Praticamente a animação francesa bebe na fonte dos clássicos contos de fadas de princesas.  O seu diferencial é que o texto adapta estes diversos elementos relacionados a castelos e reinos mágicos, para o contexto urbano, mantendo a magia da história, porém, a adaptando para o mundo do balé e da ópera, transformando a órfã Félicie em uma Cinderela às avessas em busca do sonho (que não envolve casar com um príncipe encantado) de ser bailarina. Neste aspecto, a animação é bem envolvente, pois, foge do óbvio de apresentar a clássica personagem feminina ingênua, até porque Felice mostra personalidade forte, aventureira e determinada em perseguir suas reais convicções. De certa maneira para a personagem, encontrar a sua real identidade como mulher – afinal ela nunca conheceu os pais – é através do seu desejo de ser bailarina, responsável em catalisar o processo de amadurecimento e autodescoberta. É uma mensagem bonita que ilustra que sonhos e arte são ferramentas interessantes para nós situar no mundo que vivemos.

Aqui, neste ponto, a obra apresenta o seu “real” coração de encantamento e que traduz todo o seu charme: a busca pelos nossos sonhos e de nunca desistir frente as dificuldades. Os Eric´s pontuam estes aspectos já manjados nas animações com muita elegância e charme dentro da sua narrativa. Acompanhar a trajetória de Félicie nas suas peripécias se torna bem divertido, não apenas para o público infantil como adulto, deixando uma bela mensagem principalmente para as crianças, que nossos desejos são passíveis de serem transformados em realidade, sem ser necessário passar por cima da vontade dos outros – o roteiro deixa claro que até as ações negativas da nossa heroína, passarão por um julgamento moral e ela terá que refletir sobre suas atitudes.

Se o texto é redondinho na sua proposta de lição de moral, ele também é sagaz em oferecer boas doses de humor de qualidade, através da figura de Vitor e seu desejo de ser inventor e nas cenas de treinamento de dança de Félicie realizado por Odette que trazem o gosto da nostalgia por lembrar o clássico Karatê Kid, onde o Senhor Miyagi utilizava ensinamentos um tanto quanto ortodoxos para Daniel San aprender.

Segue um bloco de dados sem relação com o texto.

PR #620, opened 2026-08-13
fix(test-studio): stop a completed test run reporting EVALUATING forever (#619)

### LINKED ISSUE #619: Test run stuck at EVALUATING with all files processed and 0 evaluating when the test set name contains spaces or parentheses
## Symptom

A completed test run shows a blue **EVALUATING** badge in Test Studio, but the progress detail underneath reads `10/10 processed` and `0 evaluating` — a state that reads as self-contradictory. It never clears; the badge stays EVALUATING indefinitely and the results page never renders metrics.

Observed on stack `IDP1` (us-west-2) for test run `ConfBench (light noise)-20260813-132501`.

## Trigger

The test set name contains characters outside the SQL *identifier* allow-list — here the spaces and parentheses in `ConfBench (light noise)`. Any test set name containing a space, `(`, `)`, `'`, etc. reproduces this.

## Root cause

The run genuinely finished. In the tracking table: `Status=COMPLETE`, `CompletedAt` set, all 10 documents at `ObjectStatus=COMPLETED` / `EvaluationStatus=COMPLETED`. The aggregation even computed good numbers — `overall_accuracy=0.7232`, `avg_weighted_score=0.6784`, `document_count=10`.

But `testRunResult` was never written to the metadata item, and `get_test_run_status` deliberately reports `EVALUATING` whenever the status is terminal but `testRunResult` is missing (`test_results_resolver/index.py`). That override is the badge; `evaluatingFiles` is correctly `0` because every document really is evaluated. Hence the apparent inconsistency.

The metrics were lost like this (log timestamps `13:28:20`):

1. Stickler aggregation **succeeded** — `Using Stickler aggregation for test run ConfBench (light noise)-...`
2. Immediately after, `_get_evaluation_metrics_from_athena()` called `_validate_sql_input()`, which enforces `^[a-zA-Z0-9_\-./]+$`. `test_run_id` is derived from the user-chosen test set name and sits in a **string-literal** context (`WHERE document_id LIKE '{test_run_id}%'`), not an identifier context — so applying an identifier allow-list to it rejected a perfectly valid run:
   ```
   ValueError: test_run_id contains invalid characters: ConfBench (light noise)-20260813-132501
   ```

Vale ressaltar que não é apenas no seu jeito de contar a história, que A Bailarina se destaca. Tecnicamente é uma animação que salta aos olhos. Os cenários parisienses criados e os movimentos de dança são de uma beleza estética admirável – a sequência que Félicie dança e canta em um Pub é ótima neste aspecto. As imagens coloridas que evidenciam os traços clássicos e rebuscados da animação, fogem do padrão moderninho dos desenhos da Disney. Para completar, vê Paris na sua época histórica, da construção da Torre Eiffel e da Estátua da Liberdade – o seu inventor Gustave Eiffel é citado várias vezes – juntamente com música clássica, balé e ópera, deixam tudo isso, mais encantador.

Mesmo valorizando o estilo clássico, a dupla de diretores inova de certa forma ao utilizar canções modernas como de Demi Lovato e Kate Perry em cenas pontuais, deixando a animação fluir sonoramente entre o antigo e o moderno. É claro que a produção apresenta suas limitações: o roteiro previsível e óbvio, não permite que o filme traga surpresas ou novidades ao gênero. Além disso, o texto deixa vários pontos em aberto como o passado de Oddete e os sonhos que Félicie tem com a mãe, lacunas que mereciam um tratamento mais adequado.

Fora isso, A Bailarina é uma animação encantadora, simples e divertida que aproveita bem os estereótipos dos contos de fadas para criar uma história que mesmo previsível, é envolvente. Não inventa a roda, mas é gracioso em modernizar o enredo dos contos de fada, ainda que mantenha o charme original. Um programa descompromissado para qualquer faixa etária, principalmente para as pessoas que andam com o coração um tanto quanto gelado, terão uma boa oportunidade de descongelá-lo.